## Your task:
The answer must consist of every line below containing "true".

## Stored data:

○ ○ ○ ○ ○ ○ ○

PR #2851, opened 2024-09-13
Fix `CodeGenerationFormat` to correctly indent `LabeledExprListSyntax` in method calls that start on a new line

roopekv:
This fixes a case where  `CodeGenerationFormat` would incorrectly indent the arguments (`LabeledExprListSyntax`) and the right parenthesis of method calls that start on a new line when formatting children to be separated by a newline.

### DIFF
--- a/CodeGeneration/Sources/Utils/CodeGenerationFormat.swift
+++ b/CodeGeneration/Sources/Utils/CodeGenerationFormat.swift
@@ -96,6 +96,18 @@ public class CodeGenerationFormat: BasicFormat {
     let children = node.children(viewMode: .all)
     // Short tuple element list literals are presented on one line, list each element on a different line.
     if children.count > maxElementsOnSameLine {
+      let inMethodCallThatStartsOnNewline =
+        node.parent?.as(FunctionCallExprSyntax.self)?.calledExpression.as(MemberAccessExprSyntax.self)?.period
+        .startsOnNewline ?? false
+      if inMethodCallThatStartsOnNewline {
+        increaseIndentationLevel()
+      }
+      defer {
+        if inMethodCallThatStartsOnNewline {
+          decreaseIndentationLevel()
+        }
+      }
+
       return LabeledExprListSyntax(
         formatChildrenSeparatedByNewline(children: children, elementType: LabeledExprSyntax.self)
       )
@@ -111,10 +123,7 @@ public class CodeGenerationFormat: BasicFormat {
       if indentManually {
         return false
       }
-      let startsOnNewline =
-        node.leadingTrivia.contains(where: \.isNewline)
-        || node.previousToken(viewMode: .sourceAccurate)?.trailingTrivia.contains(where: \.isNewline) ?? false
-      if !startsOnNewline {
+      if !node.startsOnNewline {
         return false
       }
     default:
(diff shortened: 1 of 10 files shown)


roopekv:
This fixes the remaining issue discussed in #2833 with @ahoppen and _should_ be mergeable without conflicts.

CodeGeneration/Sources/Utils/CodeGenerationFormat.swift
```diff
@@ -96,6 +96,24 @@ public class CodeGenerationFormat: BasicFormat {
...
     if children.count > maxElementsOnSameLine {
+      let inMethodCallThatStartsOnNewline =
+        if let functionCallExpr = node.parent?.as(FunctionCallExprSyntax.self),
+          let memberAccessExpr = functionCallExpr.calledExpression.as(MemberAccessExprSyntax.self),
+          startsOnNewline(memberAccessExpr.period)
+        {
+          true
+        } else {
+          false
+        }
```
ahoppen, line 107: If you mad `startsOnNewline` an extension on `SyntaxProtocol` this could be done without an `if` expression:

```swift
node.parent?.as(FunctionCallExprSyntax.self).calledExpression.as(MemberAccessExprSyntax.self)?.startsOnNewline ?? false
```

---

Why does this only apply if the called expression is a `MemberAccessExprSyntax`? Shouldn’t the same be true for top level function calls as well?

ahoppen (commented):
Nice, just a syntactic comment. The approach looks good to me

CodeGeneration/Sources/Utils/CodeGenerationFormat.swift
roopekv: > If you mad `startsOnNewline` an extension on `SyntaxProtocol` this could be done without an `if` expression:
> 
> ```swift
> node.parent?.as(FunctionCallExprSyntax.self).calledExpression.as(MemberAccessExprSyntax.self)?.startsOnNewline ?? false
> ```

Done 👍

> Why does this only apply if the called expression is a `MemberAccessExprSyntax`? Shouldn’t the same be true for top level function calls as well?

If you mean top level functions calls by specifying the module, they also parse into `MemberAccessExprSyntax`. Example:
```swift
Swift
  .print(
    "1",
    "2",
    separator: ",",
    terminator: ";"
  )
``` 
image

ahoppen: I mean if you have something like

```swift
print(
  "1", 
  "2"
)
```

Or do we format that correctly already?

roopekv: > Or do we format that correctly already?

Yes we do.

roopekv:
Should I squash the commits to remove the use of the `if` expression etc. @ahoppen ?

ahoppen:
Yes, that would be good

CodeGeneration/Sources/Utils/CodeGenerationFormat.swift
ahoppen: Oh, great. Thanks for confirming

roopekv:
Done 👍

ahoppen:
@swift-ci Please test

ahoppen (approved):

ahoppen:
@swift-ci Please test

ahoppen:
@swift-ci Please test Windows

○ ○ ○ ○ ○ ○ ○

## Response to this exercise:
+          true
Why does this only apply if the called expression is a `MemberAccessExprSyntax`? Shouldn’t the same be true for top level function calls as well?
> Why does this only apply if the called expression is a `MemberAccessExprSyntax`? Shouldn’t the same be true for top level function calls as well?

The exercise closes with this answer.